What is being asked
Your answer must be an exact transcription of every entry.

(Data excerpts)
PR #894, opened 2020-10-01
Update README with discussions links

smyrick:
### :pencil: Description
Drive more discussion with in Github by adding links and badges to [GitHub Discussions](https://github.com/ExpediaGroup/graphql-kotlin/discussions). This means all our open issues and questions will be searchable all within the repo


dariuszkuc:
+1 to point to discussions but I would not remove the reference to the public slack

dariuszkuc (approved):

Task output
PR #894, opened 2020-10-01
Update README with discussions links

smyrick:
### :pencil: Description
Drive more discussion with in Github by adding links and badges to [GitHub Discussions](https://github.com/ExpediaGroup/graphql-kotlin/discussions). This means all our open issues and questions will be searchable all within the repo


dariuszkuc:
+1 to point to discussions but I would not remove the reference to the public slack

dariuszkuc (approved):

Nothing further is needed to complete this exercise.